Cluster | Income Range (k$) | Spending Score (1-100) | Segmentation Profile | Business Strategy |
---|---|---|---|---|
High-Value VIP | High ($70+) | High ($75-100) | Wealthy and high-spending. | Retention & Loyalty: Focus on exclusive services and personalized offers. |
Average Market | Medium ($40-70) | Medium ($40-60) | The largest and most typical customer group. | Volume & Cross-Sell: Standard promotions and broad marketing campaigns. |
High Potential | High ($70+) | Low ($0-40) | High income but currently under-spending. | Activation: Investigate reasons for low spending and target with product recommendations. |
Budget Spender | Low ($15-40) | Low ($0-40) | Low income and low spending. | Cost Sensitivity: Focus on value deals, discounts, and clear promotions. |
Impulsive Spender | Low ($15-40) | High ($70-100) | Low income but high spending. | Risk Management: Focus on immediate sales volume, but monitor for potential churn/risk. |
Relationship | Correlation Coefficient | Interpretation |
---|---|---|
Age vs. Spending Score | -0.33 | Weak Negative Correlation. As customers get older, their spending score shows a slight tendency to decrease. |
Annual Income vs. Spending Score | +0.010 | NO Significant Linear Correlation. The near-zero value confirms that the five distinct clusters seen in the scatter plot are non-linear patterns. |
Age vs. Annual Income | -0.012 | NO Significant Linear Correlation. Age and income are independent in this dataset. |
This analysis involved three stages of K-Means clustering to robustly segment the mall customers.

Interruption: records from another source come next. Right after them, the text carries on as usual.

PR #2338, opened 2026-05-18
Serialize LoadTargetDefinitionJob per target handle

vogella:
Clicking "Reload Target Platform" on the editor toolbar cancels the in-flight load and immediately schedules a new one, but `Job.cancel` only flips a flag, so the cancelled job keeps running until its next monitor check. Repeated clicks therefore pile up "Load Target Platform (Cancel Requested)" entries in the Progress view, and two loads of the same target can race on the p2 profile lock/unlock pair inside `P2TargetUtils.deleteProfile`.

Commit 37f88d7f16 addressed the same pattern for the editor's resolve job but did not cover the explicit Reload action, which also calls `target.resolve()` internally. This change promotes the per-target-handle scheduling rule from `TargetEditor` into a shared `TargetResolveSchedulingRule` and applies it to both `LoadTargetDefinitionJob` and the editor's resolve job, so loads and resolves of the same target serialize while operations on different targets remain independent.

Planned for 4.41.

### DIFF
--- a/ui/org.eclipse.pde.core/src/org/eclipse/pde/core/target/LoadTargetDefinitionJob.java
+++ b/ui/org.eclipse.pde.core/src/org/eclipse/pde/core/target/LoadTargetDefinitionJob.java
@@ -32,6 +32,7 @@ import org.eclipse.pde.internal.core.PDECore;
 import org.eclipse.pde.internal.core.PDEPreferencesManager;
 import org.eclipse.pde.internal.core.target.Messages;
 import org.eclipse.pde.internal.core.target.TargetPlatformService;
+import org.eclipse.pde.internal.core.target.TargetResolveSchedulingRule;
 
 /**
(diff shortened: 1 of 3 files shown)


merks:
@vogella 

Please try to maintain a single commit based on master.  Never do a merge commit.

HannesWell (commented):
Can you please condense respectively generalize the javadoc of TargetResolveSchedulingRule and the new comment you added in the caller of it.
The current comments are too specific and IMO too verbose.
And if you want to keep references to issues, please use full URLs. That improves stability and accessibility of the reference in case the repo is moved/merged in the future.

vogella:
Javadoc is NOW (edited) shorter and the issue is linked with the long URL.

vogella:
Let me know if you have additional concerns.

vogella:
Planning to merge today

PR #2339, opened 2026-05-18
Error on JDT configuration ignoring OSGi restrictions

HannesWell:
As described in https://github.com/eclipse-pde/eclipse.pde/issues/2244#issuecomment-4013458419, a value of the `org.eclipse.jdt.core.compiler.problem.forbiddenReference` preference other than `error` effectively disables the enforcement of almost all OSGi access rules. This potentially leads to classloading errors at runtime because access rule violations are not detected anymore at compile-time/in the IDE.

With this change, users are now informed about such misconfiguration of PDE projects, by an error on the `build.properties` file.
Alternatively the error marker could be added to the `org.eclipse.jdt.core.prefs` file of a project, but I think this is unusual.

For those that really want to ignore OSGi access rules at compile-time, I'm considering to add yet another preference to degrade this check to warning, info or to ignore. It's currently missing, but I plan to add it this evening.

I know we're now late in the development cycle, but in the context of https://github.com/eclipse-pde/eclipse.pde/pull/2218, I think it's important to have this for the upcoming release.

### DIFF
--- a/ui/org.eclipse.pde.core/src/org/eclipse/pde/internal/core/builders/BuildErrorReporter.java
+++ b/ui/org.eclipse.pde.core/src/org/eclipse/pde/internal/core/builders/BuildErrorReporter.java
@@ -162,6 +162,10 @@ public class BuildErrorReporter extends ErrorReporter implements IBuildPropertie
 	protected int fSrcLibSeverity;
 	protected int fOutputLibSeverity;
 	protected int fEncodingSeverity;
+	protected int fJDCTClasspathMissconfigurationSeverity = Boolean
+			.getBoolean("pde.acceptDiscardedForbiddenAccessRules") //$NON-NLS-1$
+					? CompilerFlags.WARNING
+					: CompilerFlags.ERROR;
 
 	public BuildErrorReporter(IFile buildFile) {
 		super(buildFile);
@@ -1107,6 +1111,13 @@ public class BuildErrorReporter extends ErrorReporter implements IBuildPropertie
 			} else if (useJavaProjectSettings != null) {
 				String message = NLS.bind(PDECoreMessages.BuildErrorReporter_buildEntryInvalidWhenNoProjectSettings, PROPERTY_PROJECT_SETTINGS);
 				prepareCompilerError(PROPERTY_PROJECT_SETTINGS, null, message, PDEMarkerFactory.B_REMOVAL);
+			}
+
+			String forbiddenReferenceSeverity = options.get(JavaCore.COMPILER_PB_FORBIDDEN_REFERENCE);
+			if (forbiddenReferenceSeverity != null && !forbiddenReferenceSeverity.equals(JavaCore.ERROR)) {
+				String message = NLS.bind(PDECoreMessages.BuildErrorReporter_classpathAccessRulesDiscarded);
+				prepareError(null, null, message, PDEMarkerFactory.B_CLASSPATH_ACCESS_RULES,
+						fJDCTClasspathMissconfigurationSeverity, null, PDEMarkerFactory.CAT_OTHER);
 			}
 		}
 	}
--- a/ui/org.eclipse.pde.core/src/org/eclipse/pde/internal/core/PDECoreMessages.java
+++ b/ui/org.eclipse.pde.core/src/org/eclipse/pde/internal/core/PDECoreMessages.java
@@ -261,6 +261,8 @@ public class PDECoreMessages extends NLS {
 
 	public static String BuildErrorReporter_BuildEntryNotRequiredMatchesDefault;
 
+	public static String BuildErrorReporter_classpathAccessRulesDiscarded;
+
 	public static String BuildErrorReporter_sourceMissing;
 
 	public static String BuildErrorReporter_srcIncludesSourceFolder;
--- a/ui/org.eclipse.pde.core/src/org/eclipse/pde/internal/core/builders/PDEMarkerFactory.java
+++ b/ui/org.eclipse.pde.core/src/org/eclipse/pde/internal/core/builders/PDEMarkerFactory.java
@@ -91,6 +91,7 @@ public class PDEMarkerFactory {
 	public static final int B_REMOVAL = 0x2005;
 	public static final int B_REPLACE = 0x2006;
 	public static final int B_JAVA_ADDDITION = 0x2007;
+	public static final int B_CLASSPATH_ACCESS_RULES = 0x2008;
 
 	// plugin.xml fixes
 	public static final int P_ILLEGAL_XML_NODE = 0x3001;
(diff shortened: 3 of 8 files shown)


ui/org.eclipse.pde.core/src/org/eclipse/pde/internal/core/builders/BuildErrorReporter.java
```diff
@@ -1108,6 +1110,14 @@ private void validateJavaCompilerSettings(IBuildEntry useJavaProjectSettings) {
 				String message = NLS.bind(PDECoreMessages.BuildErrorReporter_buildEntryInvalidWhenNoProjectSettings, PROPERTY_PROJECT_SETTINGS);
 				prepareCompilerError(PROPERTY_PROJECT_SETTINGS, null, message, PDEMarkerFactory.B_REMOVAL);
 			}
+
+			String forbiddenReferenceSeverity = options.get(JavaCore.COMPILER_PB_FORBIDDEN_REFERENCE);
+			if (forbiddenReferenceSeverity != null && !forbiddenReferenceSeverity.equals("error")) { //$NON-NLS-1$
```
merks: Maybe better to use org.eclipse.jdt.core.JavaCore.ERROR.

ui/org.eclipse.pde.ui/src/org/eclipse/pde/internal/ui/correction/EnforceStrictAccessRules.java
```diff
@@ -0,0 +1,55 @@
+/*******************************************************************************
+ *  Copyright (c) 2026, 2026 Hannes Wellmann and others.
```
merks: The range is a bit strange.

merks (approved):
Just nits.  Looks fine.  Would be good for the current cycle given the PDE changes to the classpath.

ui/org.eclipse.pde.core/src/org/eclipse/pde/internal/core/builders/BuildErrorReporter.java
```diff
@@ -162,6 +162,8 @@ public void addAttributes(Map<String, String> attributes) {
 	protected int fSrcLibSeverity;
 	protected int fOutputLibSeverity;
 	protected int fEncodingSeverity;
+	// TODO: Make configurable?
```
laeubi: Should be removed - I also don't think it must be configurable unless there is a strong demand / usecase for this.

ui/org.eclipse.pde.core/src/org/eclipse/pde/internal/core/builders/BuildErrorReporter.java
```diff
@@ -1108,6 +1110,14 @@ private void validateJavaCompilerSettings(IBuildEntry useJavaProjectSettings) {
 				String message = NLS.bind(PDECoreMessages.BuildErrorReporter_buildEntryInvalidWhenNoProjectSettings, PROPERTY_PROJECT_SETTINGS);
 				prepareCompilerError(PROPERTY_PROJECT_SETTINGS, null, message, PDEMarkerFactory.B_REMOVAL);
 			}
+
+			String forbiddenReferenceSeverity = options.get(JavaCore.COMPILER_PB_FORBIDDEN_REFERENCE);
+			if (forbiddenReferenceSeverity != null && !forbiddenReferenceSeverity.equals("error")) { //$NON-NLS-1$
+				String message = NLS.bind(PDECoreMessages.BuildErrorReporter_classpathAccessRulesDiscarded);
+				String compilerKey = null; // TODO: Set this?
```
laeubi: Another TODO to be removed, I would simply inline the null unless we have a demand for it or can fill it with an usefull value.

laeubi (approved):
I'm a bit doubtful this brings much value but it would also not harm.

ui/org.eclipse.pde.core/src/org/eclipse/pde/internal/core/builders/BuildErrorReporter.java
HannesWell: Absolutely. In fact I searched for such constant but didn't found it.
Thanks for the hint.

ui/org.eclipse.pde.core/src/org/eclipse/pde/internal/core/builders/BuildErrorReporter.java
HannesWell: Generally I also expect that it's not necessary and any every case of existing configuration of `forbiddenReference!=error` can be done better.
But since I'm not 100% sure and we are late in the dev-cycle I added a System-property so that at least one can degrade it to a warning using `-Dpde.acceptDiscardedForbiddenAccessRules=true`, if really necessary.

ui/org.eclipse.pde.core/src/org/eclipse/pde/internal/core/builders/BuildErrorReporter.java
HannesWell: Yes, I checked it and the value is not used (the TODO was to remind about this pending task).

HannesWell:
> I'm a bit doubtful this brings much value but it would also not harm.

Usually not, but since we saw also in the Eclipse SDK some projects being configured with `compiler.problem.forbiddenReference!=error` I assume there are some more such project out there. And since that configuration is now even more dangerous, users should be informed about it.

Thanks for your reviews.

I'll submit this once the build is ready to have this included in tonight's I-build.

tdo-code:
I just upgraded to Eclipse 2026-06 (4.40.0) and got hit with this error on all of my plugins projects. What exactly do I need to do to make them go away? The IDE provides no meaningful information on the error, and Google doesn't help either.

merks:
Global search `org.eclipse.jdt.core.compiler.problem.forbiddenReference=` (and replace) to ensure that every  one is set to org.eclipse.jdt.core.prefs is set to `org.eclipse.jdt.core.compiler.problem.forbiddenReference=error`

image

laeubi:
> The IDE provides no meaningful information on the error, and Google doesn't help either.

There is a quickfix that do exactly that what is proposed by @merks

tdo-code:
@merks @laeubi Thank you, I've made the changes manually (and also tried the quickfix, which made the same changes)

image

However, the error doesn't go away in Eclipse. 

image

image


I did a full refresh, full clean, restarted Eclipse, and it's still the same.

Is there a way to disable this error, or change its severity to warning?

laeubi:
I noticed sometimes Eclipse has a problem on markers in a hierarchical project tree. In such case you can select the errors and press `DEL` to remove them manually.

By the way from your screenshot you are embedding third party libraries what is generally a bad style and should be avoided especially as jackson is already an OSGi bundle...

merks:
Yes, I had similar nasty experience eliminating these.  I tried a number of things, actually deleting the errors, doing a restart, then doing a full clean build.  The did eventually go away.  I got the sense the JDT was caching the older preference values and not using my changes at all.  😢

laeubi:
Its just a guess but I think because the build.properties file never changes during this, the validation is simply not kicked off again and can't remove the stale markers.

tdo-code:
I deleted them manually and they seem to be gone, for now.

What I don't understand though, is that the existing setting is

```
org.eclipse.jdt.core.compiler.problem.forbiddenReference=warning
```

With that, shouldn't the issue have warning severity in Eclipse? Why did it become an error, and then force me to change this setting (which I don't really care about) to error?

This is especially annoying since I import a bunch of plugins that I don't have control over the source code into my workspace (i.e. I can't make an MR to change this setting in the org.eclipse.jdt.core.prefs file for these plugins). So I can only make the changes locally, but there are a few dozens of them, and now doing git operations on these plugins would be a pain.

This really should be configurable as a global setting from Eclipse.

merks:
The org.eclipse.jdt.core.compiler.problem.forbiddenReference preference can be set globally or locally in the project, but once a project sets it locally, then only the project can change it locally. 

Anyway, it is kind of annoying and I too was confused by the behavior trying to fix it.

Another annoying this is that as soon as you want to set one project-specific preference locally, the entire set of preference is copied and locked in place based on the current global state.   Sometimes I literally go in and delete everything except the one preference that I want to be "special" for the project; but it's not always obvious which preference key that is.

The initial stages established key market structure:
Univariate (Income): Optimal K=3 for high-level income grouping.
Bivariate (Income vs. Spending): Optimal K=5, defining the five classic customer segments (e.g., High-Value, Careful, etc.), which is the main marketing deliverable.
![]() |
![]() |
This stage provides the most actionable and accurate model:
Prerequisite: Feature Scaling (StandardScaler) was mandatory to prevent bias from feature range differences.
Optimal K (from Elbow Plot): K=4 was determined to be the best-fitting number of segments for the full dataset (Age, Income, Spending, Gender).
Final Output: This provides the final, nuanced customer profiles for strategic decision-making.
The analysis confirms the Mall Customers dataset is highly suitable for actionable segmentation, but its value is entirely dependent on Multivariate Analysis, not simple correlation.
Low Predictability: The most critical finding is the near-zero linear correlation between Annual Income and Spending Score ($\approx 0.01$). This proves that income alone is unreliable for predicting a customer’s spending habits.
Strategic Segmentation: The analysis successfully defined two optimal segmentation models:
The organization should utilize the $K=4$ or $K=5$ clusters to immediately tailor marketing efforts, product development, and store layout to the specific needs and spending patterns of each identified customer segment.